Мечтателям и менеджерам от экономики и политики недают покоя грёзы о великом переходе, перезагрузке и т.п.
Но на самом деле один глобальный переход состоялся тридцать лет тому назад, когда рухнула система социализма. И это было настоящее испытание для людей и страны в целом.
О том, что социализм всегда оставался частью и участником капиталистической мироэкономики и никогда не находился вне её, говорит миросистемная теория американского исследователя левого толка Иммануила Валлерстайна. Для её приверженцев события 1989–1991 годов не есть что-то неожиданное. Просто установившиеся режимы стали более похожими на те, которые существуют повсюду. В общем, как сказал сатирик, капитализм – светлое будущее социализма.
Немецкий писатель Гюнтер Грасс считал: с тех пор как социализм объявлен мёртвым, мы с ужасом наблюдаем, как его брат капитализм страдает манией величия. Манией величия и мессианства заражены и США, требующие от остальных подчинения своим интересам и ценностям. Времена нынче тяжёлые, мировая экономическая конъюнктура неблагоприятная. В таких условиях оставаться мировым гегемоном ох как непросто. Так что жертв американской «ответственности за судьбы свободного мира и демократии» меньше не станет.
В нынешних условиях практически по всему миру или, если угодно, мировой периферии идёт процесс навязывания более сильной стороной своих представлений о мироустройстве и порядке вещей. Мир победителей, включающий глобальный Север, диктует нормы и правила игры побеждённым – глобальному Югу и тем, кто ему уподоблен. Россию, кстати, постоянно пытаются втиснуть в это прокрустово ложе бедного Юга, притом что более 60 % её территории – в зоне вечной мерзлоты. И это не только геологический, но и культурно-цивилизационный фактор.
Но у большой-пребольшой политики свои аргументы. Мировой капитал и мировые рынки не скрывают, что нуждаются в унифицированном, стандартизированном знании и умении. Транснациональные компании заинтересованы иметь наёмную рабочую силу, которая владела бы едиными по всему миру профнавыками, близким мировоззрением и разделяла ценности ТНК. Достигается это путём инкорпорации соответствующей идеологии и методики в национальную образовательную вертикаль. Вот вам Болонская система, академический обмен, ЕГЭ и т. п.
В сферу образования проникли принципы «Макдоналдса»: стандартизация, просчитываемость, универсальность.
В данной системе координат формируются отношения по типу преподаватель – это поставщик, а ученик – потребитель образовательных услуг.
Изменился и понятийно-категориальный аппарат. Он в значительной степени представляет англосаксонскую модель мировосприятия. Английский язык – фактор глобального влияния. Вдумайтесь: в то время как английский в мире изучают более 1,5 млрд человек, русский – менее 40 млн.
Причём за последние 15 лет обе цифры претерпели двукратное изменение. И не в пользу русского языка.

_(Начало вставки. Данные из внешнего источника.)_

PR #116, opened 2019-04-11
Avoid logging useless messages at INFO

jglick:
After running a hello-world Pipeline with some tests, I noticed junk in the system log:

```
2019-04-11 14:14:01.146+0000 [id=15]	INFO	hudson.tasks.test.TestObject#getRelativePathFrom: trying to get relative path, but it is not my ancestor, and we're not in a stapler request. Trying absolute hudson url...
2019-04-11 14:14:01.148+0000 [id=15]	INFO	hudson.tasks.test.TestObject#getRelativePathFrom: Here's our relative path: http://jenkins//job/sample-pipeline/2//testReport/junit/test/SomeTest/test6/
```

Seems to be very old code, not a recent addition. Note the incorrect double slashes in two spots in the URL path—harmless?

### DIFF
--- a/src/main/java/hudson/tasks/test/TestObject.java
+++ b/src/main/java/hudson/tasks/test/TestObject.java
@@ -45,6 +45,7 @@ import org.kohsuke.stapler.interceptor.RequirePOST;
 import javax.servlet.ServletException;
 import java.io.IOException;
 import java.util.*;
+import java.util.logging.Level;
 import java.util.logging.Logger;
 
 /**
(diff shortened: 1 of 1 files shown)


src/main/java/hudson/tasks/test/TestObject.java
```diff
@@ -199,7 +200,7 @@ public String getRelativePathFrom(TestObject it) {
                 buf.insert(0, hudsonRootUrl);
             }
 
-            LOGGER.info("Here's our relative path: " + buf.toString()); 
+            LOGGER.log(Level.FINE, "Here is our relative path: {0}", buf);
```
jvz:
```suggestion
            LOGGER.fine(() -> "Here is our relative path: " + buf);
```

jglick: You can use the lambda form too. In my tests it is slightly more expensive for one argument, slightly less for two or more. The bytecode is a bit longer. :man_shrugging:

PR #1246, opened 2020-07-31
Update delimiter before capturing group to [._-] and add v?

nandahkrishna:
This PR updates delimiters before the capturing group to `[._-]` and also adds `v?`.

I compared the matched versions before and after with this script, where `before` and `after` are the JSON livecheck output files read using `JSON.parse`, and list contains all the Livecheckables I anticipated would change.

```ruby
for i in 0..list.length do
  if before[i]["matches"] != after[i]["matches"]
    puts "Hi #{i}"
  end
end
```

There seemed to be no difference though.

### DIFF
--- a/Livecheckables/a52dec.rb
+++ b/Livecheckables/a52dec.rb
@@ -1,6 +1,6 @@
 class A52dec
   livecheck do
     url "http://liba52.sourceforge.net/downloads.html"
-    regex(/href=.*?a52dec-(\d+(?:\.\d+)+)\.t/i)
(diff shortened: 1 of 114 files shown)


nandahkrishna:
It seems `atool` failed CI, just checked and it says `404 Not Found` for me too.

samford:
> I've updated the Livecheckable to use this url and also forced it to use `strategy :page_match`. I've made the change locally, should I add it to this PR

This PR needed to be rebased (to get some fixes from the latest main branch), so I went ahead and added an update for `atool` in the process. Let me know if this differs from your implementation.

nandahkrishna:
Nope, it's the same as what I had in mind. 😀

PR #1248, opened 2020-07-31
Fix references to Homebrew.args

SeekingMeaning:
Homebrew/brew#8144

`livecheck/livecheck_strategy/gnu.rb` and `livecheck/extend/formulary.rb` might also need to be updated

Just thought I would open this to provide a starting point

### DIFF
--- a/cmd/livecheck.rb
+++ b/cmd/livecheck.rb
@@ -76,27 +76,27 @@ module Homebrew
   end
 
   def livecheck
-    livecheck_args.parse
+    @args = livecheck_args.parse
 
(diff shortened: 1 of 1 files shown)


cmd/livecheck.rb
```diff
@@ -76,27 +76,27 @@ def livecheck_args
   end
 
   def livecheck
-    livecheck_args.parse
+    @args = livecheck_args.parse
```
reitermarkus, line 79: Pass this to other methods rather than making it an instance variable.

PR #1249, opened 2020-07-31
Update CLI::Parser args handling

samford:
This updates all the current usage of `Homebrew.args` to use an `args` variable instead. In line with how the Homebrew/brew commands handle this, I've updated the functions to accept a named `args` argument.

The instance in the `Gnu` strategy has simply been replaced with `odebug`, as that's more appropriate.

Closes #1248 (I discussed this with Seeker and they were fine with me opening this PR that closes theirs).

### DIFF
--- a/cmd/livecheck.rb
+++ b/cmd/livecheck.rb
@@ -76,27 +76,27 @@ module Homebrew
   end
 
   def livecheck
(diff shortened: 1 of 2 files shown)


reitermarkus:
Thanks!

PR #1277, opened 2020-08-14
GitHub Actions cleanup

MikeMcQuaid:
- Remove `pull_request: []` warning
- Use more Homebrew actions
- Use implicit `run` `name`s

### DIFF
--- a/.github/workflows/tests.yml
+++ b/.github/workflows/tests.yml
@@ -3,31 +3,19 @@ name: GitHub Actions CI
 on:
   push:
     branches: master
-  pull_request: []
+  pull_request:
 
 jobs:
   tests:
     runs-on: macOS-latest
-    env:
-      HOMEBREW_NO_AUTO_UPDATE: 1
-      HOMEBREW_NO_ANALYTICS: 1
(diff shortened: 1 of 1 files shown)


.github/workflows/tests.yml
```diff
@@ -3,34 +3,19 @@ name: GitHub Actions CI
...
-        ln -s $PWD $(brew --repo $GITHUB_REPOSITORY)
-
-    - name: Run brew style
-      run: brew style $GITHUB_REPOSITORY
-
-    - name: Run brew livecheck
-      run: brew livecheck
-
-    - name: Fetch origin/master
-      run: git fetch --depth=1 origin master
```
dawidd6, line 33: I think this step should be left as is

MikeMcQuaid: We're already fetching the tap `Homebrew/actions/setup-homebrew@master` no? Is the issue that we're not fetching `origin/master` specifically?

dawidd6: Yep, it's needed in later step

PR #1290, opened 2020-08-15
helm@2: add livecheckable

chenrui333:
helm 2.x is still actively maintained, it is good to keep it under the watch. The most recent release was three days back.

### DIFF
--- a/Livecheckables/helm@2.rb
+++ b/Livecheckables/helm@2.rb
@@ -1,6 +1,6 @@
 class HelmAT2
   livecheck do
-    url "https://github.com/helm/helm.git"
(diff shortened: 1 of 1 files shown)


Livecheckables/helm@2.rb
```diff
@@ -0,0 +1,6 @@
+class HelmAT2
+  livecheck do
+    url "https://github.com/helm/helm.git"
```
samford, line 3:
```suggestion
    url :stable
```

chenrui333: Good point!

PR #1329, opened 2020-08-25
Refactor and document strategies

samford:
The primary goals of this PR are to refactor the regexes in strategies to make them more comprehensible and to add documentation to explain how the strategies work in general.

Some of the changes here are as follows:

* Make the default priority for strategies a constant and explain the priority setup.
* Split complex regexes onto multiple lines and add explanatory comments, to help make them more understandable.
* Use named capture groups in regexes, where possible.
* Use `<<~EOS`/`EOS` instead of newlines in string literals.
* Uniformly use `Regexp#escape` when interpolating variables in strategy default regexes.

One thing to note is that I didn't split the default regex literals onto multiple lines. These regexes are printed in debug output and included in verbose JSON output, so multiline regexes (with comments) would be a mess in those contexts.

I'm sure there are areas for improvement here but I think this is as much as I can do before review.

### DIFF
--- a/livecheck/strategy.rb
+++ b/livecheck/strategy.rb
@@ -1,8 +1,26 @@
 # frozen_string_literal: true
 
+# The `Livecheck::Strategy` module contains the various strategies as well
+# as some general-purpose methods for working with them. Within the context
+# of the `brew livecheck` command, strategies are established procedures
+# for finding new software versions at a given source.
 module LivecheckStrategy
   module_function
 
+  # Strategy priorities informally range from 1 to 10, where 10 is the
+  # highest priority. 5 is the default priority because it's roughly in
+  # the middle of this range. Strategies with a priority of 0 (or lower)
+  # are ignored.
+  DEFAULT_PRIORITY = 5
+  private_constant :DEFAULT_PRIORITY
+
+  # Creates and/or returns a `@strategies` `Hash` ,which maps a snake
+  # case strategy name symbol (e.g., `:page_match`) to the associated
+  # `Strategy`.
+  #
+  # At present, this should only be called after tap strategies have been
+  # loaded, otherwise livecheck won't be able to use them.
+  # @return [Hash]
   def strategies
     return @strategies if defined? @strategies
 
@@ -16,12 +34,23 @@ module LivecheckStrategy
   end
   private_class_method :strategies
 
+  # Returns the `Strategy` that corresponds to the provided `Symbol` (or
+  # `nil` if there is no matching `Strategy`).
+  # @param symbol [Symbol] the strategy name in snake case as a `Symbol`
+  #   (e.g., `:page_match`)
+  # @return [Strategy, nil]
   def from_symbol(symbol)
     strategies[symbol]
   end
 
+  # Returns an array of strategies that apply to the provided URL.
+  # @param url [String] the URL to check for matching strategies
+  # @param regex_provided [Boolean] whether a regex is provided in a
+  #   `livecheck` block
+  # @return [Array]
   def from_url(url, regex_provided = nil)
     usable_strategies = strategies.values.select do |strategy|
+      # Ignore strategies with a priority of 0 or lower
       next if strategy.const_defined?(:PRIORITY) && !strategy::PRIORITY.positive?
 
       strategy.respond_to?(:match?) && strategy.match?(url)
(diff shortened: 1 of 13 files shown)


livecheck/strategy.rb
```diff
@@ -1,8 +1,26 @@
...
+# for finding new software versions at a given source.
 module LivecheckStrategy
   module_function
 
+  # Strategy priorities informally range from 1 to 10, where 10 is the
+  # highest priority. 5 is the default priority because it's roughly in
+  # the middle of this range. Strategies with a priority of 0 (or lower)
+  # are ignored.
+  DEFAULT_PRIORITY = 5
+  private_constant :DEFAULT_PRIORITY
```
samford, line 15: This has to be private right now because we rely on strategies being the only constants present in the `Strategy` module. If this isn't private, then livecheck treats it like a strategy and runs into an error.

We can avoid this in the future if we we rework how we create the `@strategies` hash but I think we should defer that until after GSoC, due to time constraints.

livecheck/strategy.rb
```diff
@@ -16,23 +34,34 @@ def strategies
   end
   private_class_method :strategies
```
samford, line 35: I left this private for now because I feel like it would take too much time to rework how we're creating the `@strategies` hash right now. As mentioned above, this is something that I think we should work on after GSoC, when we're not staring down a deadline.

livecheck/strategy/git.rb
```diff
@@ -44,15 +81,15 @@ def find_versions(url, regex = nil)
...
-        # Skip tag if it has a 'debian/' prefix and upstream does not do only
-        # 'debian/' prefixed tags
+        # Skip tag if it has a 'debian/' prefix and upstream does not do
+        # only 'debian/' prefixed tags
         next if tag =~ %r{^debian/} && !tags_only_debian
 
         captures = regex.is_a?(Regexp) ? tag.scan(regex) : []
         tag_cleaned = if captures[0].is_a?(Array)
-          captures[0][0] # Extract the first capture group
+          captures[0][0] # Use the first capture group (the version)
```
samford, line 90: Just to be clear, we can't use a named capture group here because the regexes are coming from `livecheck` blocks. We would have to modify the regexes in tons of `livecheck` blocks to use a named capture group for this to work.

livecheck/strategy/apache.rb
```diff
@@ -1,21 +1,64 @@
...
 
+    # Generates a URL and regex (if one isn't provided) and passes them
+    # to the `PageMatch#find_versions` method to identify versions in the
+    # content.
+    # @param url [String] the URL of the content to check
+    # @param regex [Regexp] a regex used for matching versions in content
+    # @return [Hash]
     def find_versions(url, regex = nil)
-      path, prefix, suffix = url.match(%r{path=(.+?)/([^/]*?)\d+(?:\.\d+)+(/|[^/]*)}i)[1, 3]
+      m = url.match(URL_PART_REGEX).named_captures
```
MikeMcQuaid, line 49:
```suggestion
      captures = url.match(URL_PART_REGEX).named_captures
```

and same elsewhere

MikeMcQuaid (approved):
Looks good to me! One tiny nit but not even that is really blocking. Thanks for the cleanup @samford!

livecheck/strategy/apache.rb
samford: Though I'm not fond of non-descriptive variables, I was attempting to minimize the verbosity of `captures["prefix"]` vs `prefix`. Ideally it would just be `URL_PART_REGEX =~ url` but only regex literals create local variables from named capture groups when using `=~`.

My initial thinking around using a `URL_PART_REGEX` constant was that we wouldn't need to create a regex literal on every execution of `#find_versions`. However, after profiling this, using a regex literal in `#find_versions` with `=~` actually uses less memory (no hash key allocations) and is ever-so-slightly faster.

I'm going to convert the related regex constants into literals that use `=~`, as we'll simply have `path`, `prefix`, `suffix`, etc. local variables without dealing with the verbosity of the `#named_captures` hash setup.

MikeMcQuaid: My main thinking here is: this is not a match but is the named captures. 



> I'm going to convert the related regex constants into literals that use `=~`, as we'll simply have `path`, `prefix`, `suffix`, etc. local variables without dealing with the verbosity of the `#named_captures` hash setup.

sounds better 👍🏻

samford:
I went through this one more time and nothing really sticks out at this point, so I'm going to go ahead and merge this. Thanks for the review!

PR #2665, opened 2026-07-06
Improvement/arsn 596 namespace exists createbucket

benzekrimaha:
### **Context** 
`MongoClientInterface.createBucket()` lazily creates the MongoDB collection backing a bucket via `db.createCollection(bucketName)`. When concurrent create/drop/create sequences occur on the same bucket (typically MPU shadow buckets), MongoDB rejects the call with error code 48 (`codeName: 'NamespaceExists'`) because the collection already exists. The generic .catch at the end of the chain converts every error — including this benign collision — into `errors.InternalError`, which propagates as HTTP 500 to callers.

This causes intermittent `We encountered an internal error failures` in the afterEach cleanup hooks of cloudserver's mongo-v0-ft-tests / mongo-v1-ft-tests, and has blocked merges on q/9.3 and q/9.4 (tracked in CLDSRV-919).

### **Fix**

- `NamespaceExists` is now treated as idempotent success: the collection existing is exactly the desired postcondition of this step, so the error is intercepted and the flow continues. This does not change the createBucket API contract: the metastore write above is already an idempotent `updateOne(..., { upsert: true })`, and collection existence is an internal implementation detail of the Mongo backend (other metadata backends have no equivalent concept). It also mirrors the existing behavior of deleteBucket, which ignores `NamespaceNotFound` when dropping the collection.

- **Sharded deployments**: the flow now proceeds to shardCollection even when the collection pre-exists. Two concurrent createBucket calls can therefore race on the shardCollection admin command, so AlreadyInitialized (code 23) is also treated as success — the collection is always sharded with the same { _id: 1 } key, so both outcomes are equivalent.

- **Error contrac**t: collection-creation errors are now handled locally with an explicit `cb(errors.InternalError)` instead of relying on the outer catch of the metastore update; the callback is invoked exactly once on every path, and any error other than the two benign ones above still returns InternalError as before.

This addresses the three review concerns raised on the earlier attempt (#2643): local error handling with the callback always called, the shardCollection race, and whether idempotency here is safe given the interface contract and other backends.

Issue: ARSN-596

### DIFF
--- a/lib/storage/metadata/mongoclient/MongoClientInterface.ts
+++ b/lib/storage/metadata/mongoclient/MongoClientInterface.ts
@@ -466,21 +466,54 @@ class MongoClientInterface {
                 // "constants.usersBucket" and "PENSIEVE" since it has already
                 // been created
                 if (bucketName !== constants.usersBucket && bucketName !== PENSIEVE) {
-                    return this.db!.createCollection(bucketName).then(() => {
-                        if (this.shardCollections) {
-                            const cmd = {
-                                shardCollection: `${this.database}.${bucketName}`,
-                                key: { _id: 1 },
-                            };
-                            return this.adminDb!.command(cmd, {})
-                                .then(() => cb(null))
-                                .catch(err => {
-                                    log.error('createBucket: enabling sharding', { error: err });
-                                    return cb(errors.InternalError);
-                                });
-                        }
-                        return cb(null);
-                    });
+                    return this.db!.createCollection(bucketName)
+                        .catch(err => {
+                            // MongoDB returns NamespaceExists (code 48) when
+                            // the collection already exists, e.g. on
+                            // concurrent create/drop/create sequences on MPU
+                            // shadow buckets. The collection being there is
+                            // the desired outcome, so treat it as success:
+                            // this mirrors deleteBucket, which ignores
+                            // NamespaceNotFound when dropping the collection.
+                            if (err.codeName !== 'NamespaceExists') {
+                                throw err;
+                            }
+                            log.debug('createBucket: collection already exists', { bucketName });
+                        })
+                        .then(() => {
+                            if (this.shardCollections) {
+                                const cmd = {
+                                    shardCollection: `${this.database}.${bucketName}`,
+                                    key: { _id: 1 },
+                                };
+                                return this.adminDb!.command(cmd, {})
+                                    .catch(err => {
+                                        // Concurrent createBucket calls may
+                                        // race on shardCollection: sharding
+                                        // an already-sharded collection fails
+                                        // with AlreadyInitialized. The
+                                        // collection is sharded (with the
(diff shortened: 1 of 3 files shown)


delthas (approved):

DarkIsDude (approved):

tcarmet (approved):
Thank you for taking over @benzekrimaha, it's much appreciated and I look forward to see the results in cloudserver's CI :)

lib/storage/metadata/mongoclient/MongoClientInterface.ts
```diff
@@ -466,21 +466,54 @@ class MongoClientInterface {
...
+                    return this.db!.createCollection(bucketName)
+                        .catch(err => {
+                            // MongoDB returns NamespaceExists (code 48) when
+                            // the collection already exists, e.g. on
+                            // concurrent create/drop/create sequences on MPU
+                            // shadow buckets. The collection being there is
+                            // the desired outcome, so treat it as success:
+                            // this mirrors deleteBucket, which ignores
+                            // NamespaceNotFound when dropping the collection.
+                            if (err.codeName !== 'NamespaceExists') {
```
francoisferrand, line 478: in case of conflict, CreateBucket must return `BucketAlreadyExists` (this is used in cloudserver for _conditional_ followups) → eating the error does not provide the expected semantics

lib/storage/metadata/mongoclient/MongoClientInterface.ts
```diff
@@ -466,21 +466,54 @@ class MongoClientInterface {
...
+                                throw err;
+                            }
+                            log.debug('createBucket: collection already exists', { bucketName });
+                        })
+                        .then(() => {
+                            if (this.shardCollections) {
```
francoisferrand, line 484: shouldn't this be done only on _real_ success : in case of conflict, another call will succeed and perform the `shardCollection` call?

Когда преподаватели из российской, молдавской, монгольской, индийской глубинки с воодушевлением рассуждают о релевантности образования, креативности, толерантности, инклюзивности, компетенциях и инновациях, то можно быть уверенными – они так или иначе вовлечены в сеть глобального образования.
Что касается цифрового поворота, здесь и комментировать нечего. Виртуализация большей части финансовой деятельности, социальных практик и услуг – свершившийся факт. Как и то, что мы живём в новой реальности, где цифровой контроль за личностью – не исключение, а данность.
Причём формы контроля варьируются в диапазоне от мягких и ограниченных до вездесущих. Появились термины – «цифровой тоталитаризм», «цифровой концлагерь», а весь мир изучает опыт действующей с 2014 года в Китае системы социального кредита, основанной на электронном слежении.
Впрочем, некоторые аналитики полагают, что пандемия подействовала и как «прививка» от новых вооружённых конфликтов и даже мировой войны. Хотя едва ли приходится уповать на то, что этот урок будет выучен раз и навсегда. Человечество склонно к забывчивости и легкомыслию.